Writing · May 2026
The economics of deployment, not training
A frontier model costs somewhere between fifty and several hundred million dollars to train. This is the number that gets quoted, and it is the wrong number to anchor on.
Consider a product doing one billion queries a month. Modest, by the standard of anything embedded in a consumer surface. At one cent per query, that is ten million dollars a month, a hundred and twenty million dollars a year. At a tenth of a cent per query, it is twelve million a year. The training cost is amortised once. The inference cost is paid every day, forever, and it scales with success.
This is the part of the AI economy that is undertheorised in public. The training bill is a sunk capital expense that a handful of labs absorb. The inference bill is an operating expense that every product team inherits the moment they ship. It decides which products are viable, which features can be turned on by default, which user segments are economically reachable, and quietly, which startups survive their own growth.
Move a query from one cent to one tenth of a cent and the product changes shape.

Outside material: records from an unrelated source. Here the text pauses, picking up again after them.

PR #30, opened 2023-07-06
Fix isOn() for float values

### LINKED ISSUE #29: [Bug] isOn() does not return true for truthy Float values
There is a bug that when using a float value, `isOn()` is not true.

`isOn()` should return true for all non-zero float values.

tinahollygb:
fixes #29 check for instance of Double in FeatureResult#isOn()

### DIFF
--- a/lib/src/test/java/growthbook/sdk/java/FeatureResultTest.java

Features that were rationed become defaults. Free tiers become defensible. Latency budgets relax enough to allow a second model call inside the same user interaction, which is often where the actual product lives. The unit economics flip from managed scarcity to abundance, and abundance is what general-purpose technologies eventually require to become infrastructure. Electricity did not become civilisationally important at a dollar per kilowatt-hour.
The work to get there is unglamorous. It is kernel engineering, compiler passes, scheduler design, memory hierarchy discipline, quantisation that respects accuracy, batching that respects tail latency. It is the same posture I learned writing algorithms and firmware at EMotorad and shipping algorithms at Ola Electric: every joule, every cycle, every millisecond is a line item, and the system is only as good as the worst of them.
CoreOptX is built around this shift. Not the training frontier. That race is well-funded and well-staffed. The deployment frontier: the compute and compiler infrastructure that decides what a query costs once the model is already trained. The training bill announces the technology. The inference bill decides whether it gets to be everywhere.